_TASK DIRECTIONS_: Where does the string "first" occur in the entries below? Copy every line where it does.

___ MATERIAL FOR THE TASK

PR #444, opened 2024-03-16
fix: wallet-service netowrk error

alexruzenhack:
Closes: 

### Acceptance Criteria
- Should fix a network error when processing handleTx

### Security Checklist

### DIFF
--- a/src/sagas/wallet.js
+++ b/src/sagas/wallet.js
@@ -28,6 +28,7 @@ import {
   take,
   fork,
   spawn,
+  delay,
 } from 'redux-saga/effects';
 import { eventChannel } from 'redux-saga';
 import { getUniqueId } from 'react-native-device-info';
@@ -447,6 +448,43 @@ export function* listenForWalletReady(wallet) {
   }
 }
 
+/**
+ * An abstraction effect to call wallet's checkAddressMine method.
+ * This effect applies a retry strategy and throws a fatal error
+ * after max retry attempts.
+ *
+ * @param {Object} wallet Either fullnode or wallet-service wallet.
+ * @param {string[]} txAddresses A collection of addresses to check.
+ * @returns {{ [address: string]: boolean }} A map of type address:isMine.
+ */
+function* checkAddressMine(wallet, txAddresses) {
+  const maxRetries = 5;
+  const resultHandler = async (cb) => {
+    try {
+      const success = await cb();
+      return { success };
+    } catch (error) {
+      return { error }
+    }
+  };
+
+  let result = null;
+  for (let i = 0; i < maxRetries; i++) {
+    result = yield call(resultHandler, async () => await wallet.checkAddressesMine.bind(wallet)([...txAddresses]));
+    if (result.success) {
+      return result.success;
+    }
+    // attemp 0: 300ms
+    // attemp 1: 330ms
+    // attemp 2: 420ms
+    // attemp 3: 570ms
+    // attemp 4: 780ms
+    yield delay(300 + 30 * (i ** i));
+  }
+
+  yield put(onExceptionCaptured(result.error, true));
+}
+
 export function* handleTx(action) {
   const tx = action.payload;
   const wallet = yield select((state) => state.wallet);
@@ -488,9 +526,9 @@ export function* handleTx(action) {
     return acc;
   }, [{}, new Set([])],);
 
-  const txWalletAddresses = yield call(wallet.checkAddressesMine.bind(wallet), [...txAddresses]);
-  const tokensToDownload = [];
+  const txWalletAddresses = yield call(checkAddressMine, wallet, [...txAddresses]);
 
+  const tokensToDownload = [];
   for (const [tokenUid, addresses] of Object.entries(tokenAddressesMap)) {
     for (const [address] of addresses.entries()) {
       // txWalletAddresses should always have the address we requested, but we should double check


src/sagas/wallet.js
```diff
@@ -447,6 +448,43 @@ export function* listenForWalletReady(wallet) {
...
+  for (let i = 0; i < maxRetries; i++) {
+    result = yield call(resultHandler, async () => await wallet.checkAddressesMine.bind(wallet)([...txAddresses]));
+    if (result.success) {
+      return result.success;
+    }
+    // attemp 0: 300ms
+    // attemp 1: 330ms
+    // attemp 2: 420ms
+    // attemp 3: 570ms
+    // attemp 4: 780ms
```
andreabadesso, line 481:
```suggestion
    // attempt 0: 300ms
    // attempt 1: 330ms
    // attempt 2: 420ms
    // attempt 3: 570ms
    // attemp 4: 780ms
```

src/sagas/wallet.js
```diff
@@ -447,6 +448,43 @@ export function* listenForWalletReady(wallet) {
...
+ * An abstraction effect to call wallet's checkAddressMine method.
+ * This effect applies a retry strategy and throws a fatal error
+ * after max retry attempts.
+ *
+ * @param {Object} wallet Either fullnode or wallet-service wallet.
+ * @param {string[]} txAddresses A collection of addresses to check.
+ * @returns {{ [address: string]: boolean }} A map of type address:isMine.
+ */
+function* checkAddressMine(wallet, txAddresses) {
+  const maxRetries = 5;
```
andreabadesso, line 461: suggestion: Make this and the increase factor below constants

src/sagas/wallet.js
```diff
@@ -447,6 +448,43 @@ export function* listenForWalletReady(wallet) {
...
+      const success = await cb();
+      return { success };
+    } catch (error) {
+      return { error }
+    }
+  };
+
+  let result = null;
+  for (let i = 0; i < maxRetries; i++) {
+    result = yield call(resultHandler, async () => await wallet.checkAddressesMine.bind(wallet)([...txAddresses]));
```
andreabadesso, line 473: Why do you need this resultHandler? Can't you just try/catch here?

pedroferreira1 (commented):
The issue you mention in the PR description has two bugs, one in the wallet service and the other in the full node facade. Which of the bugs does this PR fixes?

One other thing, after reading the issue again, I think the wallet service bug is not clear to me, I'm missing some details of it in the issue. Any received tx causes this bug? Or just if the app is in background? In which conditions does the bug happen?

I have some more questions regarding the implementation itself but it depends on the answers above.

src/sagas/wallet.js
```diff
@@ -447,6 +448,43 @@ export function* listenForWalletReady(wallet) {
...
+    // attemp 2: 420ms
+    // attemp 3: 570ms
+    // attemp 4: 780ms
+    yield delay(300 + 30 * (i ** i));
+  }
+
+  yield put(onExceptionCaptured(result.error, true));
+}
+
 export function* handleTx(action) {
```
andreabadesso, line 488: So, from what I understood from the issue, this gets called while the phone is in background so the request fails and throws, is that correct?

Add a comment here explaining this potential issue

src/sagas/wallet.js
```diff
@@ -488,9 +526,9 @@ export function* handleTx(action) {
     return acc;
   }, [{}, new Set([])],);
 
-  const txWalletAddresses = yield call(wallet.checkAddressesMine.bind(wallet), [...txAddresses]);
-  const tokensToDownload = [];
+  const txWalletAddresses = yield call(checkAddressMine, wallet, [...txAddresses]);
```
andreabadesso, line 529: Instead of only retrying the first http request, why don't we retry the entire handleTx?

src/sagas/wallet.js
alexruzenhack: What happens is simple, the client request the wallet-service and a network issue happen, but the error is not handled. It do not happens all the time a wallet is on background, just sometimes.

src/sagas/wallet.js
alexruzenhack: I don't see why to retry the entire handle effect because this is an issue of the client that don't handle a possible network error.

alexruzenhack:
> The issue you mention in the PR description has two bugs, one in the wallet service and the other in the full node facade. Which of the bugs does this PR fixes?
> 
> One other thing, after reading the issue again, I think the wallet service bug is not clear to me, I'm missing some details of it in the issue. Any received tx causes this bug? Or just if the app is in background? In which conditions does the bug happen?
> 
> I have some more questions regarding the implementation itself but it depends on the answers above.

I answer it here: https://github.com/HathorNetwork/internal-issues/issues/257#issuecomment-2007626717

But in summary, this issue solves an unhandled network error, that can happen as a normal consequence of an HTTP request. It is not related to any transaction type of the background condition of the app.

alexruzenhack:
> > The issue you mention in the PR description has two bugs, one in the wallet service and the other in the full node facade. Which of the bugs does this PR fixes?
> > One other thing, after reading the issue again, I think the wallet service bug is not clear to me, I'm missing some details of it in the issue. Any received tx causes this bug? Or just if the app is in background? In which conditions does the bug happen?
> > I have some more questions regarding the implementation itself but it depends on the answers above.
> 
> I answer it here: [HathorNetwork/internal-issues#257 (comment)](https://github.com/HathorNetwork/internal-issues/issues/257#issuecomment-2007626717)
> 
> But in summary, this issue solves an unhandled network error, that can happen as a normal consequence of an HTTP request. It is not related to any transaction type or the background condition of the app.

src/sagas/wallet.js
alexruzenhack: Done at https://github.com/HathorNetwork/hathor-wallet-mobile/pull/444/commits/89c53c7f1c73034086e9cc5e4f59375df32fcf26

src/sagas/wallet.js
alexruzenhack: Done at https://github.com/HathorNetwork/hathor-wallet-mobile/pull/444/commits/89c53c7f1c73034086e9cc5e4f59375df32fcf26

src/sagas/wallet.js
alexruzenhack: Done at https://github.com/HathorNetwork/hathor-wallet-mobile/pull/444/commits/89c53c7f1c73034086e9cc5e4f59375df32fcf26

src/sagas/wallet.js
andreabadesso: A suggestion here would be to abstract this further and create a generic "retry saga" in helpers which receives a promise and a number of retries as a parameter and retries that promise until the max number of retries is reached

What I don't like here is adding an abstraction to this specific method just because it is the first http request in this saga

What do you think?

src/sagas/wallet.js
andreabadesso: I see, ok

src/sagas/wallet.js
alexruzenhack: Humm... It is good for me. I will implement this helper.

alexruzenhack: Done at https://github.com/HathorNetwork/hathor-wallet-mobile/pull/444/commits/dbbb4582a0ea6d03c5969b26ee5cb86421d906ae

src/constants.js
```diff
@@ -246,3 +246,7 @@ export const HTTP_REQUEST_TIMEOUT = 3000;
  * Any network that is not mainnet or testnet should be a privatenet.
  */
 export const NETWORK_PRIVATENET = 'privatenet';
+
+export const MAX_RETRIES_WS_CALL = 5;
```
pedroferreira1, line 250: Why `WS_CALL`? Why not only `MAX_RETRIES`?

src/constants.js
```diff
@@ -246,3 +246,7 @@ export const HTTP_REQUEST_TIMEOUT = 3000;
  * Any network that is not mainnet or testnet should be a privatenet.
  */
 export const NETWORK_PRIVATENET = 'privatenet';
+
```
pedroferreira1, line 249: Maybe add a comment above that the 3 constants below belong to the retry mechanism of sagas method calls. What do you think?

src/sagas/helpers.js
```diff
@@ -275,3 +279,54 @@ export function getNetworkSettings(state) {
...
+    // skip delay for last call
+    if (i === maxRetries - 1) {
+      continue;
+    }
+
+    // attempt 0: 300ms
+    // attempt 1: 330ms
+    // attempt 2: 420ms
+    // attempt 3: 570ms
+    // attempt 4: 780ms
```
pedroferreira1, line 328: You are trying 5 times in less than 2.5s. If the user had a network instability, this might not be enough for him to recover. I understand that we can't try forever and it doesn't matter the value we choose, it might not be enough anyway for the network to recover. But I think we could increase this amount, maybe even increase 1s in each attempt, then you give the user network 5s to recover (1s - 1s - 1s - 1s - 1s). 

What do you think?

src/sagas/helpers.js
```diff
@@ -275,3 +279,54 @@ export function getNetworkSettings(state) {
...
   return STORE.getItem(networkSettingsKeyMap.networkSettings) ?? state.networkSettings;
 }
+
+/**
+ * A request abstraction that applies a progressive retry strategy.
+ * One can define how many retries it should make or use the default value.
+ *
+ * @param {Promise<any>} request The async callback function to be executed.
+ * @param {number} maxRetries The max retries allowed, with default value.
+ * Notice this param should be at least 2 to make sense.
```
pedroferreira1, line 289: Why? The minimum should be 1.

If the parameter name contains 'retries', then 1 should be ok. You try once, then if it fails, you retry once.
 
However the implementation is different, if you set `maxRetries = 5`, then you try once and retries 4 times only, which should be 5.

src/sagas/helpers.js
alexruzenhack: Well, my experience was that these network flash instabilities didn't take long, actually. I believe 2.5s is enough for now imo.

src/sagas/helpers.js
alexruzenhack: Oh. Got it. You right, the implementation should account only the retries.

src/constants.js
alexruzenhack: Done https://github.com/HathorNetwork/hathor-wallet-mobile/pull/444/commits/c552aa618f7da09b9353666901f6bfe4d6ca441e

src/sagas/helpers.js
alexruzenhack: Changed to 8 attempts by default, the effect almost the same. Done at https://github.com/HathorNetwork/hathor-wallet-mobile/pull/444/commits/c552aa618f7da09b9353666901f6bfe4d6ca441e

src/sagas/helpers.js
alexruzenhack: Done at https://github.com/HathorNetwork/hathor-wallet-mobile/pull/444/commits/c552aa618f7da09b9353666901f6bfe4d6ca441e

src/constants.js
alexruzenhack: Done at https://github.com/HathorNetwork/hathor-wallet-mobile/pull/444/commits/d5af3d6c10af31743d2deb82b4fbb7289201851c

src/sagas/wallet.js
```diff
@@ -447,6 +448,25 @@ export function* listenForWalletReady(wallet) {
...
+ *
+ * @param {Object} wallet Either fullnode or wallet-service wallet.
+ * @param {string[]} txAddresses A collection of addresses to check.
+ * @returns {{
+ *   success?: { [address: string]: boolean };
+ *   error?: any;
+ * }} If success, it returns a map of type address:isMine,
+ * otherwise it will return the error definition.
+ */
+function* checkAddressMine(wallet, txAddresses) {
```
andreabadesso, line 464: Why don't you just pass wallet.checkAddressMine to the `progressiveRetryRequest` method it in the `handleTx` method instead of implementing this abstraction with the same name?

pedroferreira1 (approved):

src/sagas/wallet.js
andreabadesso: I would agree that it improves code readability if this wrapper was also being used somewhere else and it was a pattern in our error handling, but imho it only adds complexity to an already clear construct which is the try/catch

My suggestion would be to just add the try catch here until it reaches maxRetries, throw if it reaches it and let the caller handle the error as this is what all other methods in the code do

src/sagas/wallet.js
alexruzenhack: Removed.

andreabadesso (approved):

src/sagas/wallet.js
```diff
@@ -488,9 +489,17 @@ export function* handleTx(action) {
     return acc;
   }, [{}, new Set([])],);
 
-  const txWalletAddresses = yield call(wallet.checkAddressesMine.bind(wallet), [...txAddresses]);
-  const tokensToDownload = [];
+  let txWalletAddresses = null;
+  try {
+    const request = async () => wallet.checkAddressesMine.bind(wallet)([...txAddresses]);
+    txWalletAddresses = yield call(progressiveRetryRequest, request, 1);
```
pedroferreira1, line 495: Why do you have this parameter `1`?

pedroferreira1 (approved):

______

_EXERCISE RESPONSE_:
andreabadesso, line 529: Instead of only retrying the first http request, why don't we retry the entire handleTx?
What I don't like here is adding an abstraction to this specific method just because it is the first http request in this saga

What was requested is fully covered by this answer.